Importantly, we find that the targeting of certain mRNAs to the front of motile cells leads to precise local control of subsequent protein expression, which drives regional remodelling of key cytoskeletal structures in cells that orient cell and tissue movement. Hence, disruption of this mRNA compartmentalisation depolarises motile cells and disrupts the guidance of newly forming blood vessels during vascular development in vivo in zebrafish embryos. What’s more, considering we have identified numerous mRNAs that exhibit this polarised subcellular localisation (as well as possessing putative motile functions), spatial compartmentalisation of numerous mRNAs likely coordinates diverse aspects of motile cell behaviour. Studies investigating the mechanisms triggering such polarised targeting of certain mRNAs (but not others), the function of compartmentalised mRNAs in directing motile cell behaviour and if this phenomenon can be hijacked to predictably direct cell and tissue movement are currently ongoing.

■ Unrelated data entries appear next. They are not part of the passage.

PR #1123, opened 2018-05-08
lib/Makefile: create include directory before headers installation

baruchsiach:
Make sure that $(INCLUDEDIR) exists before copying the headers there.
Otherwise, the contest of header files is copied over
$(DESTDIR)$(INCLUDEDIR), making it a regular file.

While at it, remove $(DESTDIR)$(INCLUDEDIR) from the list of directories
to create in the install-pc target. The install-pc target does not need
this directory.


terrelln:
Looks good, but we should probably do the same for `$(LIBDIR)` in `install-shared` and `install-static`.

Issue #2051, opened 2020-03-24
Resource leak


QiAnXinCodeSafe:
Stream is opened
https://github.com/facebook/zstd/blob/07ad86675429218c8cc9871be13070b2cf9e9188/contrib/diagnose_corruption/check_flipped_bits.c#L94

Opened file never closed
https://github.com/facebook/zstd/blob/07ad86675429218c8cc9871be13070b2cf9e9188/contrib/diagnose_corruption/check_flipped_bits.c#L109

Cyan4973:
@felixhandte , this is part of newly added `contrib/diagnose_corruption/check_flipped_bits` tool.

It's a minor issue easily fixed.
More interesting, consider employing the nested-resources programming pattern, where all resources are created first (including `fopen()`), then checked, then action takes place, then all resources are released (including `fopen()`). This allows the action to feature multiple exit statements without a risk to forget releasing one resource.

PR #2067, opened 2020-04-03
[bug] adding fclose before return

bimbashrestha:
Addresses https://github.com/facebook/zstd/issues/2051.


felixhandte:
Cool! While you're here, I see there's a null check just above that doesn't actually return.

Issue #2066, opened 2020-04-03
Downsize decompression buffers when too large for too long


terrelln:
On the compression side we will downsize our allocation if it is too big for too long. But we don't do this on the decompression side. See the logic here.

https://github.com/facebook/zstd/blob/16654625738d26ea8344eb4fb615bcbffd30b7f0/lib/compress/zstd_cwksp.h#L517

PR #2069, opened 2020-04-03
[memory opt] Downsize decompression buffers when large for too long

bimbashrestha:
https://github.com/facebook/zstd/issues/2066

### DIFF
--- a/lib/decompress/zstd_decompress.c
+++ b/lib/decompress/zstd_decompress.c
@@ -1512,9 +1512,7 @@ static int ZSTD_isOversized(ZSTD_DStream* zds)
 {
     size_t const neededInBuffSize = MAX(zds->fParams.blockSizeMax, 4 /* frame checksum */);
     size_t const neededOutBuffSize = ZSTD_decodingBufferSize_min(zds->fParams.windowSize, zds->fParams.frameContentSize);
-    int const inOversized = zds->inBuffSize >= neededInBuffSize * ZSTD_OVERSIZED_FACTOR;
-    int const outOversized = zds->outBuffSize >= neededOutBuffSize * ZSTD_OVERSIZED_FACTOR;
-    return inOversized || outOversized;
+    return (zds->inBuffSize + zds->outBuffSize) >= (neededInBuffSize + neededOutBuffSize) * ZSTD_OVERSIZED_FACTOR;
 }
 
 static void ZSTD_updateOversizedDuration(ZSTD_DStream* zds)
--- a/lib/decompress/zstd_decompress.c
+++ b/lib/decompress/zstd_decompress.c
@@ -1510,7 +1510,7 @@ MEM_STATIC size_t ZSTD_limitCopy(void* dst, size_t dstCapacity, const void* src,
 
 static int ZSTD_DCtx_isOverflow(ZSTD_DStream* zds, size_t const neededInBuffSize, size_t const neededOutBuffSize)
 {
-    return (zds->inBuffSize + zds->outBuffSize) >= (neededInBuffSize + neededOutBuffSize) * ZSTD_OVERSIZED_FACTOR;
+    return (zds->inBuffSize + zds->outBuffSize) >= (neededInBuffSize + neededOutBuffSize) * ZSTD_WORKSPACETOOLARGE_FACTOR;
 }
 
 static void ZSTD_DCtx_updateOversizedDuration(ZSTD_DStream* zds, size_t const neededInBuffSize, size_t const neededOutBuffSize)
@@ -1523,7 +1523,7 @@ static void ZSTD_DCtx_updateOversizedDuration(ZSTD_DStream* zds, size_t const ne
 
 static int ZSTD_DCtx_isOversizedTooLong(ZSTD_DStream* zds)
 {
-    return zds->oversizedDuration >= ZSTD_OVERSIZED_MAXDURATION;
+    return zds->oversizedDuration >= ZSTD_WORKSPACETOOLARGE_MAXDURATION;
 }
 
 size_t ZSTD_decompressStream(ZSTD_DStream* zds, ZSTD_outBuffer* output, ZSTD_inBuffer* input)
--- a/lib/decompress/zstd_decompress.c
+++ b/lib/decompress/zstd_decompress.c
@@ -1508,6 +1508,24 @@ MEM_STATIC size_t ZSTD_limitCopy(void* dst, size_t dstCapacity, const void* src,
     return length;
 }
 
+static int ZSTD_isOversized(ZSTD_DStream* zds)
+{
+    size_t const neededInBuffSize = MAX(zds->fParams.blockSizeMax, 4 /* frame checksum */);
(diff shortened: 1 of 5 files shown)


lib/decompress/zstd_decompress.c
```diff
@@ -1507,6 +1508,24 @@ MEM_STATIC size_t ZSTD_limitCopy(void* dst, size_t dstCapacity, const void* src,
     return length;
 }
 
+static int ZSTD_isOversized(ZSTD_DStream* zds)
+{
+    size_t const neededInBuffSize = MAX(zds->fParams.blockSizeMax, 4 /* frame checksum */);
+    size_t const neededOutBuffSize = ZSTD_decodingBufferSize_min(zds->fParams.windowSize, zds->fParams.frameContentSize);
+    int const inOversized = zds->inBuffSize >= neededInBuffSize * ZSTD_OVERSIZED_FACTOR;
+    int const outOversized = zds->outBuffSize >= neededOutBuffSize * ZSTD_OVERSIZED_FACTOR;
```
felixhandte, line 1516: The in and out buffers are actually adjacent and part of the same underlying allocation. It probably makes more sense to treat them that way, e.g.:

```
int const oversized = (inBuffSize + outBuffSize) >= (neededInBuffSize + neededOutBuffSize) * ZSTD_OVERSIZED_FACTOR;
```

lib/decompress/zstd_decompress.c
```diff
@@ -1507,6 +1508,24 @@ MEM_STATIC size_t ZSTD_limitCopy(void* dst, size_t dstCapacity, const void* src,
     return length;
 }
 
+static int ZSTD_isOversized(ZSTD_DStream* zds)
```
felixhandte, line 1511: Although these are static functions (so they won't be published outside this translation unit), I'd prefer if these function names specified that they operate on `ZSTD_DCtx`es. Because just by looking at the name they could equally well apply to `ZSTD_CCtx`es or something else.

lib/decompress/zstd_decompress.c
```diff
@@ -1633,10 +1652,15 @@ size_t ZSTD_decompressStream(ZSTD_DStream* zds, ZSTD_outBuffer* output, ZSTD_inB
             RETURN_ERROR_IF(zds->fParams.windowSize > zds->maxWindowSize,
                             frameParameter_windowTooLarge);
 
+            ZSTD_updateOversizedDuration(zds);
             /* Adapt buffer sizes to frame header instructions */
             {   size_t const neededInBuffSize = MAX(zds->fParams.blockSizeMax, 4 /* frame checksum */);
                 size_t const neededOutBuffSize = ZSTD_decodingBufferSize_min(zds->fParams.windowSize, zds->fParams.frameContentSize);
-                if ((zds->inBuffSize < neededInBuffSize) || (zds->outBuffSize < neededOutBuffSize)) {
+
```
felixhandte, line 1659: Maybe easier if you just call `ZSTD_updateOversizedDuration()` duration here and pass `neededInBuffSize` and `neededOutBuffSize` in as arguments. That way we don't calculate them again in the function body in a way that could possibly become incorrect if someone updated this calculation here but not the one in the function.

terrelln:
Please add a test, you should be able to use `ZSTD_sizeof_DCtx()` to test it.

lib/decompress/zstd_decompress_internal.h
```diff
@@ -95,6 +95,9 @@ typedef enum {
     ZSTD_use_once = 1            /* Use the dictionary once and set to ZSTD_dont_use */
 } ZSTD_dictUses_e;
 
+#define ZSTD_OVERSIZED_MAXDURATION 128
```
felixhandte, line 98: Should we just use the same macros as on the compression side? Should we find a place to put them where they can be shared?

Otherwise we should disambiguate the names so this clearly refers to dctx oversized calculation and the existing ones should be renamed to scope them to cctx management.

lib/decompress/zstd_decompress.c
```diff
@@ -1507,6 +1508,24 @@ MEM_STATIC size_t ZSTD_limitCopy(void* dst, size_t dstCapacity, const void* src,
...
+    size_t const neededInBuffSize = MAX(zds->fParams.blockSizeMax, 4 /* frame checksum */);
+    size_t const neededOutBuffSize = ZSTD_decodingBufferSize_min(zds->fParams.windowSize, zds->fParams.frameContentSize);
+    int const inOversized = zds->inBuffSize >= neededInBuffSize * ZSTD_OVERSIZED_FACTOR;
+    int const outOversized = zds->outBuffSize >= neededOutBuffSize * ZSTD_OVERSIZED_FACTOR;
+    return inOversized || outOversized;
+}
+
+static void ZSTD_updateOversizedDuration(ZSTD_DStream* zds)
+{
+    zds->oversizedDuration += ZSTD_isOversized(zds) != 0;
```
terrelln, line 1522: nit: No need to be clever here, just make it an if statement.

lib/decompress/zstd_decompress.c
```diff
@@ -1507,6 +1508,24 @@ MEM_STATIC size_t ZSTD_limitCopy(void* dst, size_t dstCapacity, const void* src,
     return length;
 }
 
+static int ZSTD_isOversized(ZSTD_DStream* zds)
+{
+    size_t const neededInBuffSize = MAX(zds->fParams.blockSizeMax, 4 /* frame checksum */);
+    size_t const neededOutBuffSize = ZSTD_decodingBufferSize_min(zds->fParams.windowSize, zds->fParams.frameContentSize);
+    int const inOversized = zds->inBuffSize >= neededInBuffSize * ZSTD_OVERSIZED_FACTOR;
+    int const outOversized = zds->outBuffSize >= neededOutBuffSize * ZSTD_OVERSIZED_FACTOR;
+    return inOversized || outOversized;
```
terrelln, line 1517: We allocate these buffers together. Just do:

```c
size_t const neededSize = neededInBufSize + neededOutBufSize;
size_t const currentSize = zds->inBuffSize + zds->outBuffSize;
return currentSize >= neededSize * ZSTD_OVERSIZED_FACTOR;
```

lib/decompress/zstd_decompress_internal.h
```diff
@@ -95,6 +95,9 @@ typedef enum {
...
+#define ZSTD_OVERSIZED_FACTOR 3
```
terrelln, line 99: We should share these with compression instead of redefining them.

Cyan4973:
Looks good to me. It's a clean patch, great work @bimbashrestha !
I believe the only remaining comment is from @terrelln , about a need to add a test to ensure the downsizing happens as expected (there is already such a test for `CCtx`, it could be extended to also cover `DCtx`).

And just FYI, since I did not participate on earlier discussion on this topic, I was not opposed on having separate constants for compression and decompression states, since it would allow differentiated policy if need be. But indeed, the names of constants should reflect their respective scope.

That being said, there's no urgency. We can start by using the same constants and therefore same policy for both `DCtx` and `CCtx`. We can always add new specific constants later if a needs arise.

PR #2075, opened 2020-04-07
[bug] handling case where prefix is NULL or 0 sized in refPrefix_advanced 

bimbashrestha:
Adding refPrefix to our dictionary_round_trip fuzzer caused it to crash on 

https://github.com/facebook/zstd/blob/dde98d833db693020130996de4750e8052dfcc1c/lib/compress/zstd_compress.c#L3003-L3007

handling null case on refPrefix advanced like in loadDictionary.  I'll rebase the patch-from pr on top of this after it lands.


Cyan4973:
nice catch !

PR #2080, opened 2020-04-13
minor refactor of `fileio.c`

Cyan4973:
Made a few minor improvements to `fileio.c` :

- fix or clarify a few comments
- reorder some parameters, to enforce "mutable references first" rule
- simplified `fwriteSparse()`

### DIFF
--- a/programs/fileio.c
+++ b/programs/fileio.c
@@ -100,7 +100,7 @@ static UTIL_time_t g_displayClock = UTIL_TIME_INITIALIZER;
 #define READY_FOR_UPDATE() (!g_display_prefs.noProgress && UTIL_clockSpanMicro(g_displayClock) > g_refreshRate)
 #define DELAY_NEXT_UPDATE() { g_displayClock = UTIL_getTime(); }
 #define DISPLAYUPDATE(l, ...) {                              \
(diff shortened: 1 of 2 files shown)


programs/fileio.c
```diff
@@ -1864,34 +1866,36 @@ FIO_zstdErrorHelp(const FIO_prefs_t* const prefs,
         unsigned long long const windowSize = header.windowSize;
         unsigned const windowLog = FIO_highbit64(windowSize) + ((windowSize & (windowSize - 1)) != 0);
         assert(prefs->memLimit > 0);
-        DISPLAYLEVEL(1, "%s : Window size larger than maximum : %llu > %u\n",
+        DISPLAYLEVEL(1, "%s : Window size larger than maximum : %llu > %u \n",
```
terrelln, line 1869: Why put a space here?

Cyan4973: It helps for the specific case where
the screen is already filled with characters on the same line,
whatever the reason (garbage, or other running process for example).
The final space character will help determine that this is the end of the line, 
and more importantly in this case the end of the numerical field.

It has helped me a few times in the past, so I tend to make it a habit nowadays.

PR #2082, opened 2020-04-20
Add nim_zstd

wltsmrz:


felixhandte:
Cool, thanks for your work to make zstd available to another community!

PR #2086, opened 2020-04-22
[bug] passing cParams.hashLog instead of comprParams->hashLog for ldm trigger

bimbashrestha:
Nit: looks like VS code also made some other whitespace changes so unfortunately the second commit isn't clean.


terrelln:
The code and tests look goo to me.

What was the previous behavior, and how did you catch this bug?

bimbashrestha:
Ah yeah should have linked: See https://github.com/facebook/zstd/pull/1959#issuecomment-617497982 for context @terrelln

PR #2087, opened 2020-04-22
[fuzz+bug] running mt compression every time when fuzzing (even on small files)

bimbashrestha:
Originally, I thought the first commit exposed a bug but it turns but it turns out there was another place where mt was being manually turned off when the input size <= ZSTDMT_JOBSIZE_MIN. So we needed another ifndef there.

Still, I don't think it would hurt to have this new path exposed to the fuzzer.

### DIFF
--- a/lib/compress/zstd_compress.c
+++ b/lib/compress/zstd_compress.c
@@ -2813,7 +2813,7 @@ static size_t ZSTD_loadDictionaryContent(ZSTD_matchState_t* ms,
 
         ZSTD_overflowCorrectIfNeeded(ms, ws, params, ip, ichunk);
 
-        if (params->ldmParams.enableLdm && ls != NULL && srcSize >= params->ldmParams.minMatchLength)
+        if (params->ldmParams.enableLdm && ls != NULL && srcSize > params->ldmParams.minMatchLength)
             ZSTD_ldm_fillHashTable(ls, (const BYTE*)src, (const BYTE*)src + srcSize, &params->ldmParams);
 
         switch(params->cParams.strategy)
--- a/lib/compress/zstd_compress.c
+++ b/lib/compress/zstd_compress.c
@@ -3950,9 +3950,14 @@ size_t ZSTD_compressStream2( ZSTD_CCtx* cctx,
 
 
 #ifdef ZSTD_MULTITHREAD
+
+/* Invoke fuzzing every time for mt even on small files */
+#ifndef FUZZING_BUILD_MODE_UNSAFE_FOR_PRODUCTION
         if ((cctx->pledgedSrcSizePlusOne-1) <= ZSTDMT_JOBSIZE_MIN) {
             params.nbWorkers = 0; /* do not invoke multi-threading when src size is too small */
         }
+#endif
+
         if (params.nbWorkers > 0) {
             /* mt context creation */
             if (cctx->mtctx == NULL) {
--- a/lib/compress/zstdmt_compress.c
+++ b/lib/compress/zstdmt_compress.c
@@ -1261,7 +1261,9 @@ static size_t ZSTDMT_compress_advanced_internal(
     unsigned const compressWithinDst = (dstCapacity >= ZSTD_compressBound(srcSize)) ? nbJobs : (unsigned)(dstCapacity / ZSTD_compressBound(avgJobSize));  /* presumes avgJobSize >= 256 KB, which should be the case */
     size_t frameStartPos = 0, dstBufferPos = 0;
     assert(jobParams.nbWorkers == 0);
+#ifndef FUZZING_BUILD_MODE_UNSAFE_FOR_PRODUCTION
     assert(mtctx->cctxPool->totalCCtx == params.nbWorkers);
+#endif
 
     params.jobSize = (U32)avgJobSize;
     DEBUGLOG(4, "ZSTDMT_compress_advanced_internal: nbJobs=%2u (rawSize=%u bytes; fixedSize=%u) ",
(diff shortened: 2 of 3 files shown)


bimbashrestha:
Oh it looks like the fuzzer found a heap-overflow. Is there a way to download the files from CIFuzz?

lib/compress/zstdmt_compress.c
```diff
@@ -1417,7 +1419,10 @@ size_t ZSTDMT_initCStream_internal(
     if (params.jobSize != 0 && params.jobSize < ZSTDMT_JOBSIZE_MIN) params.jobSize = ZSTDMT_JOBSIZE_MIN;
     if (params.jobSize > (size_t)ZSTDMT_JOBSIZE_MAX) params.jobSize = (size_t)ZSTDMT_JOBSIZE_MAX;
 
+/* always trigger mt when fuzzing */
+#ifndef FUZZING_BUILD_MODE_UNSAFE_FOR_PRODUCTION
```
terrelln, line 1423: If it was fixed when this ifdef was added, does that mean that there is a bug in `singleBlockingThread` mode then?

We should either find and fix that bug, or delete single blocking thread mode.

lib/compress/zstdmt_compress.c
```diff
@@ -1261,7 +1261,9 @@ static size_t ZSTDMT_compress_advanced_internal(
     unsigned const compressWithinDst = (dstCapacity >= ZSTD_compressBound(srcSize)) ? nbJobs : (unsigned)(dstCapacity / ZSTD_compressBound(avgJobSize));  /* presumes avgJobSize >= 256 KB, which should be the case */
     size_t frameStartPos = 0, dstBufferPos = 0;
     assert(jobParams.nbWorkers == 0);
+#ifndef FUZZING_BUILD_MODE_UNSAFE_FOR_PRODUCTION
```
terrelln, line 1264: Look 3 lines above (line 1261). I don't know what exactly `compressWithinDst` is used for off the top of my head, but the comment implies that it may need to be adjusted.

lib/compress/zstdmt_compress.c
bimbashrestha: Hmm maybe, what is `singleBlockingThread` mode for again? For long mode to run before the other compression jobs?

terrelln: No, `singleBlockingThread` is "single-threaded" mode inside of zstdmt. It is the equivalent of switching to single threaded for inputs `< ZSTDMT_JOBSIZE_MIN`.

Originally zstdmt was its own API, and handled automatic transition back to single threaded mode. Now it is wrapped by the zstd advanced API, and the zstd streaming API handles that transition.

That means `singleBlockingThread` is mostly dead code. The only use case is if people are using the `ZSTDMT_*` API directly. `python-zstandard` used to use this API, but they've switched away. They were the only user I was aware of, so maybe we can remove this functionality.

I'd say lets try to fix it, and see what @Cyan4973 thinks about deleting it.

lib/compress/zstd_compress.c
```diff
@@ -3950,9 +3950,14 @@ size_t ZSTD_compressStream2( ZSTD_CCtx* cctx,
 
 
 #ifdef ZSTD_MULTITHREAD
+
+/* Invoke fuzzing every time for mt even on small files */
```
Cyan4973, line 3954: I may have missed something here.

This code is defined to not use the ZSTDMT path when input size is too small.
What do we gain by forcing the fuzzer to test a path that is never used in production?

lib/compress/zstdmt_compress.c
Cyan4973: `compressWithinDst` means that the compress output will be written directly into `dst`, instead of using some additional intermediate buffer.
In which case, it is indeed extremely important that `avgJobSize >= 256 KB`.
This is required so that `sum(ZSTD_compressBound(jobSize)) <= ZSTD_compressBound(inputSize)`.
If this condition is not respected, some output could be written out of bound.

lib/compress/zstdmt_compress.c
bimbashrestha: I'll remove it in a different pr

lib/compress/zstd_compress.c
bimbashrestha: The original rationale was to get it to catch the refPrefix bug from https://github.com/facebook/zstd/pull/2088 but it didn't do that

>What do we gain by forcing the fuzzer to test a path that is never used in production?

Well, it exposed the heap-overflow above. I suppose that code path is one that should already be covered but this new ifndef caught it immediately where as without it, we hadn't caught it so far. The rationale here is that by forcing the fuzzer into more paths than are used in production, we might give it more opportunities to find bugs that are in production code paths.

Cyan4973: This is not about using a code path which is "rarely" used in production, which would be nonetheless worth fuzzing for extended coverage, just in case one scenario might actually trigger it.

This is about a code path which is _expressly forbidden_, and therefore _impossible_ to reach.

There are conditions for this function to work. They are safely checked. Why being surprised that it doesn't work anymore once the protections are removed ?

To give another example, one doesn't just test `memcpy()` with overlapping buffers and conclude that it's buggy: tests still have to respect the working conditions of the tested functions,  and `memcpy()` interface expressly forbids such a use case.
This is the same here.

terrelln: @Cyan4973 I think it is worth fixing the conditions to ensure we can run in multithreaded mode with smaller inputs. Larger inputs are slower to fuzz, and are not provided as often by oss-fuzz. Making it easier for the fuzzer to get into this code path should improve our coverage of zstdmt, and hopefully find real bugs.

bimbashrestha:
I'm going to close this. Maybe at some point this will be worth looking at again, but I think we've decided it isn't the way forward for now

Transcriptional control of collective tissue behaviour:
To identify new determinants of the tip versus stalk cell identity that coordinates collective cell movement in angiogenesis, we have employed an integrated pharmacological and transcriptomic strategy for the detection of novel tip and stalk cell-associated genes in vivo (Herbert et. al., 2012. Current Biology). Upon incubation of zebrafish embryos with well-established pharmacological inhibitors Vegfr or Notch, both alone or in combination, we could either repress tip cell formation (Vegfr inhibition), induce ectopic tip cell formation (Notch inhibition) or recover ectopic tip cell formation (Notch + Vegfr inhibition). Subsequent FACS isolation of GFP-positive endothelial cells and multifactorial transcriptomic comparison with DMSO-treated controls identified previously unknown tip cell restricted genes that are tightly spatiotemporally associated with tip cell behavior in vivo.
This previous work has allowed us to define key transcriptional switches that couple selection of tip versus stalk identity to induction of cell-type-specific behaviours. For example, we have previously shown that the tip cell restricted gene hlx1 coordinates stalk versus tip cell behaviour in vivo, although the mechanisms involved remain unclear (Herbert et. al., 2012. Curr. Biol.). Moreover, we revealed that tip cell-restricted expression of the tetraspanin gene, tm4sf18, drives positive-feedback modulation of Vegfr signalling and spatiotemporally regulates tip-stalk signalling dynamics and identity decisions in vivo (Page et. al., 2019. Cell Rep.). Work defining the localisation, regulation and function of other previously unidentified tip and stalk cell specific transcripts uncovered by these studies are currently in progress.